Department of Environmental Remote Sensing
Graduate Admissions (October 2021 and April 2022)
|Application Submission||Jun 22, 2021(Tue) – June 24, 2021 (Thu)|
|Written exam (Master)||Aug 17, 2021 (Tue)|
|Written exam (Doctor)||Aug 16, 2021 (Mon)|
Activities in the Department of Environmental Remote Sensing
Various Kinds of Inter-university Research Exchange Meetings
Taking advantage of the fact that the affiliated center (CEReS) is a joint research center, this department hosts many study groups where researchers and students from other universities in the same field gather. Students in this course can take advantage of this opportunity to broaden their knowledge and make colleagues with other universities.
International Remote Sensing Observation Network
CEReS leads two international remote sensing observation networks (SKYNET and A-SKY). These international observation networks mainly observe various atmospheric environmental components (aerosols, clouds, trace gases, and radiation) and accumulate continuous data around the world, mainly in Asia. This activity also functions as an international network that closely connects domestic and foreign researchers. The valuable data obtained is published on their website and used for applied researches such as precise validation studies of data from international satellite missions and various studies on climate change and atmospheric environment.

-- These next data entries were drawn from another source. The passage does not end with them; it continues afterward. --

PR #658, opened 2022-09-15
Tag validation

trevor-fauna:
### Notes
[FE-2693](https://faunadb.atlassian.net/browse/FE-2693)

Note: This will be published to npm as a distinct tag pointed at our incremented version, `4.8.0-beta.1`. This will allow beta customers to download the specific driver version while still allowing us to merge the code back on `v4` afterwards.

### How to test
`yarn test`

### DIFF
--- a/src/_http/index.js
+++ b/src/_http/index.js
@@ -151,12 +151,52 @@ function isValidTraceparentHeader(traceparentHeader) {
 
 function parseTags(tags) {
   if (tags === undefined || tags == null || tags == '') return null
-  if (typeof tags != 'object') {
-    throw new Error('Tags must be provided as an object!')
-  }
+  validateTags(tags)
   return Object.entries(tags)
     .map(e => e.join('='))
     .join(',')
+}
+
+function validateTags(tags) {
+  const maxTagEntries = 25
+  if (typeof tags != 'object') {
+    throw new Error('Tags must be provided as an object!')
+  }
+  if (Object.entries(tags).length > maxTagEntries) {
+    throw new Error('Tags are limited to 25 entries')
+  }
+  validateTagKeys(Object.keys(tags))
+  validateTagValues(Object.values(tags))
+}
+
+function validateTagKeys(keys) {
+  const maxKeyLength = 40
+  keys.forEach(key => {
+    if (typeof key != 'string') {
+      throw new Error(`Provided key, ${key}, must be a string`)
+    } else if (key.length > maxKeyLength) {
+      throw new Error(
+        `Provided key, ${key}, must not exceed maximum length of ${maxKeyLength} characters`
+      )
+    } else if (!/^\w+$/.test(key)) {
+      throw new Error(`Provided key, ${key}, contains invalid characters`)
+    }
+  })
+}
+
+function validateTagValues(values) {
+  const maxValueLength = 80
+  values.forEach(value => {
+    if (typeof value != 'string') {
+      throw new Error(`Provided value, ${value}, must be a string`)
+    } else if (value.length > maxValueLength) {
+      throw new Error(
+        `Provided value, ${value}, must not exceed maximum length of ${maxValueLength} characters`
+      )
+    } else if (!/^\w+$/.test(value)) {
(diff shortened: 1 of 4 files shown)


src/_http/index.js
```diff
@@ -151,14 +151,54 @@ function isValidTraceparentHeader(traceparentHeader) {
...
+    throw new Error('Tags must be provided as an object!')
+  }
+  if (Object.entries(tags).length > maxTagEntries) {
+    throw new Error('Tags are limited to 25 entries')
+  }
+  validateTagKeys(Object.keys(tags))
+  validateTagValues(Object.values(tags))
+}
+
+function validateTagKeys(keys) {
```
doom-weaver, line 172: feels a bit aggressive to fail the request due to problems with tags.

I recall you thought about the tradeoffs between cleaning up the data vs blowing up - but could we discuss that again here?

Another option would be to force values to a string + trim up the input; and clean out tags that don't meet the spec; and document that as the contract.

I'm imaging a scenario where a customer has automation injecting tags - not sure they'd want to start failing their queries due to issues with the tag formats.

Speaking for myself as a consumer; i'd prefer to carry on with my business logic and spot the tagging issue offline when i notice my observability platform doesn't match what i expect.

trevor-fauna: TL;DR - Fail fast. If I'm doing something wrong, tell me, and tell me right away - because as my system gets bigger, it becomes more difficult to track down the problem.

Longer story is we ended up discussing this a bit on the DB side as well, where we have similar validation going into place. It boils down to whether you consider tags as part of the "request" (more specifically, the query request, and thus should throw 4XX) or if it's simply metadata that can be ok to fail (with the query returning 200). Whatever that decision, the client-side validation should match with the intent that we simply perform the validation as early as possible. When you consider the varied things that customers tend to use tags for - one of the most critical is often billing/analytics use cases. It's often not acceptable to let things go unnoticed there for long periods of time, and if you do, it becomes really painful to fix in retrospect (as most product devs know far too well...😒). I wouldn't want to just add this validation to a new use case/feature. However, in this case, we're introducing it, as well as these semantics, out of the gate. If you do something wonky, we'll let you know, and you can fix it. Perhaps, without knowing what you're using the tags for, and assuming that it's fairly orthogonal to your use case...then sure, we can silently fail/sanitize. However, if you assume that tagging becomes a mission-critical part of a customer's business, then it actually makes sense to fail immediately. They'll be able to fix the issue faster, and then move on with debugging the rest of their data flow.

As far as sanitizing the input - I think it's dangerous to start doing that on a customer request as becomes more difficult, as a consumer, to detect where things fail. If my key is too long, do you just blindly truncate it? Do you truncate the head, or tail? Is that configurable? One gap right now where we take the approach you're suggesting is on duplicate keys, which Javascript will just silently overwrite. I considered that an acceptable gap for most developers given that it's a language-level semantic, but I'd also prefer to throw an exception even for this case for the above reasons on how tags are typically used.

doom-weaver: so the database is going to throw 400s for bad tags?

Is the same true for bad trace ids?

trevor-fauna: For bad tags, we will yeah: https://faunadb.atlassian.net/browse/ENG-3762

TraceIds are more interesting. Right now, we're generating a new one and returning that in the response if the one in the request was invalid. We're doing that because of the following verbiage in the spec:

> If the vendor supports the version number, it validates trace-id and parent-id. If either trace-id, parent-id or trace-flags are invalid, the vendor creates a new traceparent header and deletes tracestate.

Generally, there's only one version number in the spec right now, which is `00`, so...yes, we support that. However, the spec is less clear when the traceId is completely mangled, like `#@#$@#...ThisIsNotARealTrace`:

> Vendors MUST ignore the traceparent when the parent-id is invalid (for example, if it contains non-lowercase hex characters).

For now, we're just generating a new one as the default - but, it's certainly worth digging into the spec further once more people have had a chance to read through and see the functionality in action.

doom-weaver (approved):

The most important site of these international observation networks is located in Nishi-Chiba Campus in Chiba University, where intensive observation campaigns are conducted every year with researchers and students from the inside and outside of CEReS. All participants will focus on short-term observations, analyze the data together, and utilize it for their own researches. Also, close interactions between participating researchers and students are expected to create new ideas.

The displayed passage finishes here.